Do traders think the stock market looks frothy and overvalued?
Traders are becoming worried about market froth and overvaluation for stocks as they digest headlines about tariffs and peak corporate profit margins.
Two out of three traders believe the stock market is currently overvalued, according to a new survey from Charles Schwab released on Tuesday. The study captured responses from 1,040 active trader clients at Charles Schwab and was conducted from Jan. 8-17.
Active traders cited megacap tech and artificial intelligence stocks among the most crowded trades.
“It’s clear that the majority of traders believe there’s some froth in the market but, on balance, they also feel like there’s still more room for the bulls to run,” Charles Schwab head of trading services James Kostulias said.
Traders are most bullish on energy, IT, finance, and utilities stocks. The most bearish sentiment was reserved for the real estate, consumer discretionary, and healthcare sectors.
Concern about stock valuations has begun to creep into the names that have led the market over the past year. Shares of Robinhood (HOOD), for example, have plunged more than 25% in the past five sessions.
Other leaders under pressure include JPMorgan (JPM), Goldman Sachs (GS), and Palantir (PLTR). All three stocks have underperformed the S&P 500 (^GSPC) in the past five sessions. Palantir has lost the most, with a 30% plunge amid heightened worries about insider stock selling.
The real long-term leaders of the bull market also continue to perform weakly.
The “Magnificent Seven” trade of Meta (META), Amazon (AMZN), Google (GOOG), Apple (AAPL), Nvidia (NVDA), Microsoft (MSFT), and Tesla (TSLA) has been a mixed bag at best in 2025.

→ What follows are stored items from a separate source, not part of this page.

PR #10385, opened 2026-02-23
feat(authz): update authz response to prevent pre-compute 

vikrantgupta25:
### 📄 Summary
- update get/patch objects request response to avoid pre-compute on the client 

contributes to: https://github.com/SigNoz/platform-pod/issues/1693

### DIFF
--- a/frontend/src/api/generated/services/sigNoz.schemas.ts
+++ b/frontend/src/api/generated/services/sigNoz.schemas.ts
@@ -657,14 +657,14 @@ export interface GatewaytypesLimitMetricValueDTO {
 export interface GatewaytypesLimitValueDTO {
 	/**
 	 * @type integer
-	 * @format int64
+	 * @nullable true
 	 */
-	count?: number;
+	count?: number | null;
 	/**
 	 * @type integer
-	 * @format int64
+	 * @nullable true
 	 */
-	size?: number;
+	size?: number | null;
 }
 
 export interface GatewaytypesPaginationDTO {
@@ -3138,7 +3138,7 @@ export type GetIngestionKeys200 = {
 	status: string;
 };
 
-export type CreateIngestionKey200 = {
+export type CreateIngestionKey201 = {
 	data: GatewaytypesGettableCreatedIngestionKeyDTO;
 	/**
 	 * @type string
--- a/.github/workflows/integrationci.yaml
+++ b/.github/workflows/integrationci.yaml
@@ -48,6 +48,7 @@ jobs:
           - role
           - ttl
           - alerts
+          - ingestionkeys
         sqlstore-provider:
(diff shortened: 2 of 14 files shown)


pkg/apiserver/signozapiserver/authz.go
```diff
@@ -26,5 +26,22 @@ func (provider *provider) addAuthzRoutes(router *mux.Router) error {
 		return err
 	}
 
+	if err := router.Handle("/api/v1/authz/resources", handler.New(provider.authZ.AdminAccess(provider.authzHandler.GetResources), handler.OpenAPIDef{
```
H4ad: > provider.authZ.AdminAccess

Should be public

pkg/types/authtypes/transaction.go
```diff
@@ -3,24 +3,13 @@ package authtypes
...
-}
-
-type Object struct {
-	Resource Resource `json:"resource" required:"true"`
-	Selector Selector `json:"selector" required:"true"`
-}
-
 type Transaction struct {
-	ID       valuer.UUID `json:"id"`
+	ID       valuer.UUID `json:"-"`
```
H4ad, line 12: Why "-"?

frontend/src/api/generated/services/sigNoz.schemas.ts
```diff
@@ -108,6 +108,35 @@ export interface AuthtypesGettableAuthDomainDTO {
 	updatedAt?: Date;
 }
 
+export interface AuthtypesGettableObjectsDTO {
+	resource: AuthtypesResourceDTO;
+	/**
+	 * @type array
+	 * @nullable true
+	 */
+	selectors: AuthtypesSelectorDTO[] | null;
```
H4ad: Why this is generated as array when it is a string?

pkg/types/authtypes/transaction.go
vikrantgupta25: this ID is for internally mapping the correct authorisation. We aren't generating client side IDs here.

frontend/src/api/generated/services/sigNoz.schemas.ts
vikrantgupta25: it isn't a string. this is an array for role patch APIs

H4ad: The check route expects this to be stirng, but it's being generated as string.

vikrantgupta25: please check now

AshwinBhatkal (dismissed):

vikrantgupta25:
contributes to: https://github.com/SigNoz/platform-pod/issues/1748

Only one of the large-cap tech components — Meta — has meaningfully outperformed the S&P 500 this year. Even after their 8% sell-off the past five sessions, shares are still up 12% year to date.
AI darling Nvidia is down 5% year to date amid a sell-off going into earnings on Wednesday evening. Tesla’s slide this year has now touched 25%.
“If the largest, best performing, names have lost their market leadership for now, it may be hard for the indices to make new meaningful highs in the short-term,” 22V Research strategist Jeff Jacobson wrote on Monday.
The Nasdaq Composite (^IXIC), Dow Jones Industrial Average (^DJI), and S&P 500 are all slightly lower in the last month.
“Although the primary stock market uptrend remains intact and our team’s work suggests recession risks remain relatively low, the near-term risk/reward appears more mixed,” Truist’s co-chief investment officer Keith Lerner wrote in a client note this week. “Indeed, we have seen modest deterioration in earnings, technical, and economic trends that warrants a more neutral equity posture and slightly higher cash.”
The long-term market bull downgraded his view on stocks to Neutral and rated small-cap stocks as less attractive while upgrading cash to Neutral.
“The S&P 500’s forward earnings estimates, a key pillar of this bull market, have flatlined over the past month,” Lerner added. “While this may only be a temporary pause, this moderation in earnings estimates is currently being confirmed across market caps. The flatlining of earnings is occurring at a time when the S&P 500 trades at the top-end of its valuation range.”